Work task
Please go through the records below and return every line holding the word "false".

[Extracted records]
* * * *
PR #2148, opened 2026-05-20
feat: populate screen_inset_area on PbUiCanvasInformation

kuruk-mm:
## Summary
- `PbUiCanvasInformation.screen_inset_area` was being sent as `None` ever since the protocol bump added the field (see d8f7c0741c). Scenes that read it currently get nothing.
- Mirror the same `BorderRect` we already compute for `interactable_area` into `screen_inset_area` so scenes can use it.
- The two values match today (the explorer's safe area is the only inset we know about). If hardware-imposed insets diverge from the HUD-driven interactable area in the future we can split them.

## Test plan
- [ ] `cd lib && cargo check` — verifies the struct field is populated.
- [ ] Run the client and confirm scenes that consume `UiCanvasInformation.screenInsetArea` (notch/safe-area aware SDK7 UIs) receive non-null values matching `interactableArea`.
- [ ] Resize the window / toggle HUD elements — both rects should update together.


EibrielInv (approved):
Good work!!

PR #2157, opened 2026-05-21
feat(sentry): attach user, context, tags, and dist to events

kuruk-mm:
## Summary

Enriches Sentry events with user identity, contextual state, and filterable tags so issues can be triaged by who/what/where.

- **User identity** — `SentrySDK.set_user(...)` was missing (a `SentryUser` was built in `global.gd` and dropped). Now wired. `user.id` stays pinned to `analytics_user_id` for the lifetime of the install; `user.username` tracks the wallet address after `wallet_connected` and the display name after `profile_changed`, cleared on logout. Keeping `id` stable means "Users affected" stays attributed to one install across auth changes.
- **Contexts** — `graphics` (adapter name/vendor/version) at init; `realm` and `location` (parcel + scene entity id) refresh from existing signals.
- **Tags** — `platform`, `build_type`, `gpu_vendor`, `locale` at init; `realm`, `comms_adapter`, `is_guest` refreshed from signals.
- **`dist`** set to `<platform>-<commit_hash>` so cross-platform builds of the same release don't collide.
- `send_default_pii = false` pinned explicitly.

All wiring lives inside the existing `telemetry_enabled` gate, so asset-server mode and the `disable_telemetry` feature still skip Sentry. No new files — edits confined to `project_main_loop.gd` and `global.gd`.

## Test plan

Staging build (dev is dropped by `_before_send`):

- [ ] Captured error → event has `user.id = <analytics_user_id>` and a `graphics` context card.
- [ ] Connect wallet → `user.username` = address, `is_guest:false`. Sign out → `username` cleared, `is_guest:true`, `id` unchanged.
- [ ] Change realm → `realm` context + tag reflect new realm.
- [ ] Walk to new parcel → `location` context shows new parcel + scene entity id.
- [ ] Tag filters present: `platform`, `build_type`, `gpu_vendor`, `locale`, `is_guest`, `realm`, `comms_adapter`.
- [ ] Same commit on two platforms → distinct `dist` values under one release.
- [ ] `cargo run -- run --features asset_server` boots cleanly.


regenesis-claw (approved):
Clean, well-scoped PR — the dropped `SentryUser` was a real gap and the context/tags additions will make triage significantly easier.

**One minor observation (non-blocking):**

In `_sentry_on_profile_changed`, if `new_profile` is null or `get_name()` returns empty, the `sentry_user.username` is left unset — which replaces whatever `_sentry_on_wallet_connected` had stored (the wallet address). So for wallets with no display name set yet, you'd briefly lose the address as username. Not a big deal since `user.id` stays stable and `is_guest` is tracked as a tag, but a fallback like keeping the previous address when display name is empty could be nice.

Everything else looks solid:
- `user.id` pinned to `analytics_user_id` across auth changes ✅
- Signal connections are inside the `telemetry_enabled` gate and after the connected nodes are ready ✅
- `send_default_pii = false` pinned explicitly ✅
- `dist` disambiguates cross-platform builds ✅
- No debug prints, no `.claude/` files, no platform-specific paths needing iOS build ✅

LGTM — approving. CI (Linux/Android) still running but static checks + clippy are green.

Requested by Mateo via Slack

leanmendoza (changes requested):
Could we move _sentry funcs to SentrySeeder?
LGTM anyways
* * * *
Solution for this exercise
- `send_default_pii = false` pinned explicitly.
- [ ] Connect wallet → `user.username` = address, `is_guest:false`. Sign out → `username` cleared, `is_guest:true`, `id` unchanged.
- `send_default_pii = false` pinned explicitly ✅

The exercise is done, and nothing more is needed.